Output the data below exactly.

■ **Records**
● ● ● ● ●

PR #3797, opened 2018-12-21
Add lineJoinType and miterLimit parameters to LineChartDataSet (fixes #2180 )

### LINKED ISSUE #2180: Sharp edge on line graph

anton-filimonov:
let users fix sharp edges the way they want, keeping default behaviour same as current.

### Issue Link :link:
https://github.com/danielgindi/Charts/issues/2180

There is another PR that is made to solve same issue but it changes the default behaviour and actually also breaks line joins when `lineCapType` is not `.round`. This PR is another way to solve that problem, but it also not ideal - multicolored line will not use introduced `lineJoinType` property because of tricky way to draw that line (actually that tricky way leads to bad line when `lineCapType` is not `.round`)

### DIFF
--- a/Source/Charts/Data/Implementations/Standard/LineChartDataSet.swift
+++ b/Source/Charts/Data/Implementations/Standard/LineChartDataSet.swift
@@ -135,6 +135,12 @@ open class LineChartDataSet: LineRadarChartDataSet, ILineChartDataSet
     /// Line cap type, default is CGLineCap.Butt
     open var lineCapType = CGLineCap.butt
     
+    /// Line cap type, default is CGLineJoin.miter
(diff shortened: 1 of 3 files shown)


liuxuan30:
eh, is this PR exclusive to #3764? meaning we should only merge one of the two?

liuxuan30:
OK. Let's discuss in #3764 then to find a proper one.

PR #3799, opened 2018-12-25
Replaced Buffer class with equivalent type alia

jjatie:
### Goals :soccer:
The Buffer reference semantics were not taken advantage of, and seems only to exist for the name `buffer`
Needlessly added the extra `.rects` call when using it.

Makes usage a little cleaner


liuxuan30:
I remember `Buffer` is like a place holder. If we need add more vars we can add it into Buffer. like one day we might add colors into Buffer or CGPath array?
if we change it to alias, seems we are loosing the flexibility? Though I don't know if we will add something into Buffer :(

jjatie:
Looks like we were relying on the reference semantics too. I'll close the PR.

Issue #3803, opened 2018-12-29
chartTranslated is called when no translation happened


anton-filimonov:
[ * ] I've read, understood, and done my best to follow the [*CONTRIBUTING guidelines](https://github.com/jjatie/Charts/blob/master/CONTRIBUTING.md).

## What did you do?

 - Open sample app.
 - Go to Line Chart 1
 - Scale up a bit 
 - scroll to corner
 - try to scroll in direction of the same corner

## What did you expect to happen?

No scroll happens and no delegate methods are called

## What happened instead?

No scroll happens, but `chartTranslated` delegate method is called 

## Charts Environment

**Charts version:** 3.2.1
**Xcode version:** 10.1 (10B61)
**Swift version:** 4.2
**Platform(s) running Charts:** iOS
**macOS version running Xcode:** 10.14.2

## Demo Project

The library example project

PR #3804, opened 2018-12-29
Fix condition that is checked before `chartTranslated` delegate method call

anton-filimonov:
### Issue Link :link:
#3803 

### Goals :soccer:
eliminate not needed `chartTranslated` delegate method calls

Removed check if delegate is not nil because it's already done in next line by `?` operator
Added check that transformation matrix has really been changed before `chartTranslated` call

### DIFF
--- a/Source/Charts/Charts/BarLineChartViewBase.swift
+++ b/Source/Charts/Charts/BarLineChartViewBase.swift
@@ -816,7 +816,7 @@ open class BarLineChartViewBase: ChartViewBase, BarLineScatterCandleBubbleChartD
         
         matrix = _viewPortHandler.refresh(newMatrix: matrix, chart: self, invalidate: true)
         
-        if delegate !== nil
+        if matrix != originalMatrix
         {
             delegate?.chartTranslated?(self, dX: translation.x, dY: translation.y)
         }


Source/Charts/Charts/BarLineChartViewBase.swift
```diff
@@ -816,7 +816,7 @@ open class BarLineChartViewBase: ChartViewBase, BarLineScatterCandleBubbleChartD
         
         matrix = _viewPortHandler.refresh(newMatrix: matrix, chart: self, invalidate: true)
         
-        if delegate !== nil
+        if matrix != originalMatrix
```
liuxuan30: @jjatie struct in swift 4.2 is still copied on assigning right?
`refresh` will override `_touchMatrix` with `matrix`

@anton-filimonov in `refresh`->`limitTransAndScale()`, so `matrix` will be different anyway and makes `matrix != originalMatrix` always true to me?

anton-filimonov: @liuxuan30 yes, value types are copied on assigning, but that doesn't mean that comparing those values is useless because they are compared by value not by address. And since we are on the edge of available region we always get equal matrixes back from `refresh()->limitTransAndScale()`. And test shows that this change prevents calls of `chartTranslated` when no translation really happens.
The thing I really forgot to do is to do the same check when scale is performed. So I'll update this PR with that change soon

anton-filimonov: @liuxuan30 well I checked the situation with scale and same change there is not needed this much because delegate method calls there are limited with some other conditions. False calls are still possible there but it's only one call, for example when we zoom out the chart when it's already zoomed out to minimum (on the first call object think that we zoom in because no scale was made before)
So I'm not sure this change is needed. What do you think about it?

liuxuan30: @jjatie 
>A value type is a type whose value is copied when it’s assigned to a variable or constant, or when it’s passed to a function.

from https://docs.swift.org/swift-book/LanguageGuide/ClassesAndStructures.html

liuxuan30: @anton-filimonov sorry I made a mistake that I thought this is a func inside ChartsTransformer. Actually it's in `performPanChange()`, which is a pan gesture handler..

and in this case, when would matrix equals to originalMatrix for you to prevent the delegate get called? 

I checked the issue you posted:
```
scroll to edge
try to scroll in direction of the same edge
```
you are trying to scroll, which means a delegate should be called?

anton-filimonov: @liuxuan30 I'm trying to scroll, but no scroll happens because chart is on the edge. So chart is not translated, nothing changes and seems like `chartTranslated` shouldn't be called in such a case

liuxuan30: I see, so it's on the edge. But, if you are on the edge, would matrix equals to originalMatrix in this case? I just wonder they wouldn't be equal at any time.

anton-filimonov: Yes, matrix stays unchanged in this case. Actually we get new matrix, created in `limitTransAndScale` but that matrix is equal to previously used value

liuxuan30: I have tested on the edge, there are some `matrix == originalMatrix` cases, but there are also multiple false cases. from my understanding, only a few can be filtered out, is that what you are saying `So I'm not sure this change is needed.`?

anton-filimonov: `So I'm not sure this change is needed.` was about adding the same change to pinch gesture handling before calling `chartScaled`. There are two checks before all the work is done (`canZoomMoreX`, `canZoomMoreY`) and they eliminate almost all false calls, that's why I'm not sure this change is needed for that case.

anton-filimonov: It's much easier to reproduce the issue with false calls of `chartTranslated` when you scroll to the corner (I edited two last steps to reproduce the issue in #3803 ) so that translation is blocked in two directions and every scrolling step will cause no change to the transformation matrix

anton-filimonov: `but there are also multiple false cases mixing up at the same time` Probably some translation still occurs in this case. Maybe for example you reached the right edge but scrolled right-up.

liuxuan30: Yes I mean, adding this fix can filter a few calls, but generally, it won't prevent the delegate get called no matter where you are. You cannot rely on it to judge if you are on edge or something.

● ● ● ● ●

■ **Problem solution**
PR #3797, opened 2018-12-21
Add lineJoinType and miterLimit parameters to LineChartDataSet (fixes #2180 )

### LINKED ISSUE #2180: Sharp edge on line graph

anton-filimonov:
let users fix sharp edges the way they want, keeping default behaviour same as current.

### Issue Link :link:
https://github.com/danielgindi/Charts/issues/2180

There is another PR that is made to solve same issue but it changes the default behaviour and actually also breaks line joins when `lineCapType` is not `.round`. This PR is another way to solve that problem, but it also not ideal - multicolored line will not use introduced `lineJoinType` property because of tricky way to draw that line (actually that tricky way leads to bad line when `lineCapType` is not `.round`)

### DIFF
--- a/Source/Charts/Data/Implementations/Standard/LineChartDataSet.swift
+++ b/Source/Charts/Data/Implementations/Standard/LineChartDataSet.swift
@@ -135,6 +135,12 @@ open class LineChartDataSet: LineRadarChartDataSet, ILineChartDataSet
     /// Line cap type, default is CGLineCap.Butt
     open var lineCapType = CGLineCap.butt
     
+    /// Line cap type, default is CGLineJoin.miter
(diff shortened: 1 of 3 files shown)


liuxuan30:
eh, is this PR exclusive to #3764? meaning we should only merge one of the two?

liuxuan30:
OK. Let's discuss in #3764 then to find a proper one.

PR #3799, opened 2018-12-25
Replaced Buffer class with equivalent type alia

jjatie:
### Goals :soccer:
The Buffer reference semantics were not taken advantage of, and seems only to exist for the name `buffer`
Needlessly added the extra `.rects` call when using it.

Makes usage a little cleaner


liuxuan30:
I remember `Buffer` is like a place holder. If we need add more vars we can add it into Buffer. like one day we might add colors into Buffer or CGPath array?
if we change it to alias, seems we are loosing the flexibility? Though I don't know if we will add something into Buffer :(

jjatie:
Looks like we were relying on the reference semantics too. I'll close the PR.

Issue #3803, opened 2018-12-29
chartTranslated is called when no translation happened


anton-filimonov:
[ * ] I've read, understood, and done my best to follow the [*CONTRIBUTING guidelines](https://github.com/jjatie/Charts/blob/master/CONTRIBUTING.md).

## What did you do?

 - Open sample app.
 - Go to Line Chart 1
 - Scale up a bit 
 - scroll to corner
 - try to scroll in direction of the same corner

## What did you expect to happen?

No scroll happens and no delegate methods are called

## What happened instead?

No scroll happens, but `chartTranslated` delegate method is called 

## Charts Environment

**Charts version:** 3.2.1
**Xcode version:** 10.1 (10B61)
**Swift version:** 4.2
**Platform(s) running Charts:** iOS
**macOS version running Xcode:** 10.14.2

## Demo Project

The library example project

PR #3804, opened 2018-12-29
Fix condition that is checked before `chartTranslated` delegate method call

anton-filimonov:
### Issue Link :link:
#3803 

### Goals :soccer:
eliminate not needed `chartTranslated` delegate method calls

Removed check if delegate is not nil because it's already done in next line by `?` operator
Added check that transformation matrix has really been changed before `chartTranslated` call

### DIFF
--- a/Source/Charts/Charts/BarLineChartViewBase.swift
+++ b/Source/Charts/Charts/BarLineChartViewBase.swift
@@ -816,7 +816,7 @@ open class BarLineChartViewBase: ChartViewBase, BarLineScatterCandleBubbleChartD
         
         matrix = _viewPortHandler.refresh(newMatrix: matrix, chart: self, invalidate: true)
         
-        if delegate !== nil
+        if matrix != originalMatrix
         {
             delegate?.chartTranslated?(self, dX: translation.x, dY: translation.y)
         }


Source/Charts/Charts/BarLineChartViewBase.swift
```diff
@@ -816,7 +816,7 @@ open class BarLineChartViewBase: ChartViewBase, BarLineScatterCandleBubbleChartD
         
         matrix = _viewPortHandler.refresh(newMatrix: matrix, chart: self, invalidate: true)
         
-        if delegate !== nil
+        if matrix != originalMatrix
```
liuxuan30: @jjatie struct in swift 4.2 is still copied on assigning right?
`refresh` will override `_touchMatrix` with `matrix`

@anton-filimonov in `refresh`->`limitTransAndScale()`, so `matrix` will be different anyway and makes `matrix != originalMatrix` always true to me?

anton-filimonov: @liuxuan30 yes, value types are copied on assigning, but that doesn't mean that comparing those values is useless because they are compared by value not by address. And since we are on the edge of available region we always get equal matrixes back from `refresh()->limitTransAndScale()`. And test shows that this change prevents calls of `chartTranslated` when no translation really happens.
The thing I really forgot to do is to do the same check when scale is performed. So I'll update this PR with that change soon

anton-filimonov: @liuxuan30 well I checked the situation with scale and same change there is not needed this much because delegate method calls there are limited with some other conditions. False calls are still possible there but it's only one call, for example when we zoom out the chart when it's already zoomed out to minimum (on the first call object think that we zoom in because no scale was made before)
So I'm not sure this change is needed. What do you think about it?

liuxuan30: @jjatie 
>A value type is a type whose value is copied when it’s assigned to a variable or constant, or when it’s passed to a function.

from https://docs.swift.org/swift-book/LanguageGuide/ClassesAndStructures.html

liuxuan30: @anton-filimonov sorry I made a mistake that I thought this is a func inside ChartsTransformer. Actually it's in `performPanChange()`, which is a pan gesture handler..

and in this case, when would matrix equals to originalMatrix for you to prevent the delegate get called? 

I checked the issue you posted:
```
scroll to edge
try to scroll in direction of the same edge
```
you are trying to scroll, which means a delegate should be called?

anton-filimonov: @liuxuan30 I'm trying to scroll, but no scroll happens because chart is on the edge. So chart is not translated, nothing changes and seems like `chartTranslated` shouldn't be called in such a case

liuxuan30: I see, so it's on the edge. But, if you are on the edge, would matrix equals to originalMatrix in this case? I just wonder they wouldn't be equal at any time.

anton-filimonov: Yes, matrix stays unchanged in this case. Actually we get new matrix, created in `limitTransAndScale` but that matrix is equal to previously used value

liuxuan30: I have tested on the edge, there are some `matrix == originalMatrix` cases, but there are also multiple false cases. from my understanding, only a few can be filtered out, is that what you are saying `So I'm not sure this change is needed.`?

anton-filimonov: `So I'm not sure this change is needed.` was about adding the same change to pinch gesture handling before calling `chartScaled`. There are two checks before all the work is done (`canZoomMoreX`, `canZoomMoreY`) and they eliminate almost all false calls, that's why I'm not sure this change is needed for that case.

anton-filimonov: It's much easier to reproduce the issue with false calls of `chartTranslated` when you scroll to the corner (I edited two last steps to reproduce the issue in #3803 ) so that translation is blocked in two directions and every scrolling step will cause no change to the transformation matrix

anton-filimonov: `but there are also multiple false cases mixing up at the same time` Probably some translation still occurs in this case. Maybe for example you reached the right edge but scrolled right-up.

liuxuan30: Yes I mean, adding this fix can filter a few calls, but generally, it won't prevent the delegate get called no matter where you are. You cannot rely on it to judge if you are on edge or something.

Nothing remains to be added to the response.